The combo makes perfect sense for exactly the reasons Musk outlines in "Part
Deux" of his strategy for Tesla and in the publicly disclosed rationale for
this deal. If you're a long-term investor, which is rightfully the only sort
of investor that Musk really cares about (at least for now, when he has the
power and support to fend off activists and the like), this makes absolute
sense and is a great bet.

As for governance... let's not forget the NetSuite deal involving Oracle and
Ellison on both sides that just happened. This sort of thing isn't exactly
unheard of, and the key question is not whether conflict exists, but whether
the deal makes real business sense on both sides despite the conflict. Also
recall that this was fully and properly disclosed before the deal was
finalized, and that Musk got sign off from independent shareholders on both
sides, even among those that were initially skeptical of the combination. One
can't really do anything more than Tesla and SolarCity did here.

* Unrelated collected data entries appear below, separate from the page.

PR #212, opened 2019-11-29
Optionally reenable compositor when client window loses focus

thejavascriptman:
This PR adds the optional `win:enableCompositorOnFocusLoss` argument to re-enable compositor if client window loses focus. 

The default value for `enableCompositorOnFocusLoss` is `false` so default behavior should be preserved, however I had to replace `NETWM_BYPASS_COMPOSITOR` with `_NET_WM_BYPASS_COMPOSITOR` (the first one was not working at all).

Please let me know if there is anything else that can be improved or if you have a better name for the new parameter 🙂


client/src/main.c
```diff
@@ -583,6 +583,30 @@ void spiceClipboardRequest(const SpiceDataType type)
     state.lgc->request(spice_type_to_clipboard_type(type));
 }
 
+// set the compositor hint to bypass for low latency
+void bypassCompositor(unsigned long value)
+{
+  if (state.wminfo.subsystem != SDL_SYSWM_X11)
```
gnif: cosmetic: no need for curly braces here, please change this to the format
```
if (boolean)
  return;
```

client/src/main.c
```diff
@@ -583,6 +583,30 @@ void spiceClipboardRequest(const SpiceDataType type)
     state.lgc->request(spice_type_to_clipboard_type(type));
 }
 
+// set the compositor hint to bypass for low latency
+void bypassCompositor(unsigned long value)
```
gnif: this should be `static void` as it's only used locally, and please use a boolean, not unsigned long.

client/src/main.c
```diff
@@ -618,6 +642,17 @@ int eventFilter(void * userdata, SDL_Event * event)
         case SDL_WINDOWEVENT_CLOSE:
           state.running = false;
           break;
+
+        case SDL_WINDOWEVENT_FOCUS_LOST:
+          if (params.enableCompositorOnFocusLoss)
```
gnif: cosmetic: ditto re braces

client/src/main.c
```diff
@@ -1192,41 +1227,21 @@ static int lg_run()
...
-        1
-      );
-
-      state.lgc = LG_Clipboards[0];
-    }
-  } else {
     DEBUG_ERROR("Could not get SDL window information %s", SDL_GetError());
     return -1;
   }
+  if (state.wminfo.subsystem == SDL_SYSWM_X11)
```
gnif: new line before this `if` please and again no need for the braces

thejavascriptman:
Thank you for the detailed feedback.

Regarding the parameter name, do you recommend implementing an enum like
```
enum AllowCompositor
{
  NO=0,
  YES=1,
  ON_FOCUS_LOST=2
}
```

Or just use an integer and mention it's values in the readme file? e.g.
```
| win:allowCompositor |    |  0  | Allow compositor (0=no,  1=yes, 2=OnLostFocus)  |
```

thejavascriptman:
Thank you for the comments, will take a look during this week

thejavascriptman:
@gnif Please take a look and let me know if there are other changes you would like me to make.

gnif (changes requested):
Sorry but this PR is now a complete jumble, seems you made a mistake when merging. I suggest you rebase your changes on the latest master and void merges in the future which will avoid these issues.

gnif:
As the code base has changed so much this PR doesn't make any sense anymore as it stands. Closing.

Also, one shouldn't be surprised that Musk had a conflict of interest here.
Much as VCs sometimes rightfully say "no conflict, no interest"... part of the
reason you invest in a market or begin a company is because you have a thesis
about the space or the market overall. If you're taking multiple bets in that
space, even if they start at different vectors, there's a chance they will
collide or make sense to combine over time. For the same reason, one shouldn't
be overwhelmingly surprised if in 10 years it ends up making sense to combine
Space X with Tesla and Solar City as well. I don't see an explicit rationale
for that today at all, but it's easy to see the possibility of a rationale
existing in the future, depending on how things evolve. No one should be
acting gobsmacked or thinking the SolarCity+Tesla combo is somehow a
nonsensical, self-dealing arrangement.

The one thing I wish Musk would have done in addition here, or that I hope
he'll do shortly following this combo, is introduce even greater provisions
for his ongoing control. My biggest fear with Tesla is that it grows large
enough to attract activist investors that are highly levered so as to have
disproportionate impact and seek to exploit the stock. Musk may, at some point
(at least temporarily) lose the halo effect, and that'll leave him and Tesla
vulnerable to provocative moves form investors that do _not_ align with long-
term shareholder value, but rather seek to optimize shorter-term outcomes. So,
if anything, I'm directly against the calls from people that are questioning
governance here. I would prefer Tesla shareholders agree to cede _more_
control to Musk and that the company limit executive liability. _Most_
companies absolutely should not have these sorts of provisions, because most
CEOs are not worthy of that sort of trust. But in Musk's case, the boldness of
vision, correctness of long-term thinking, and overall trustworthiness in
shareholder value creation and protection have been proven for long enough
that I'd be more than willing to see this happen and actually actively hope
for it.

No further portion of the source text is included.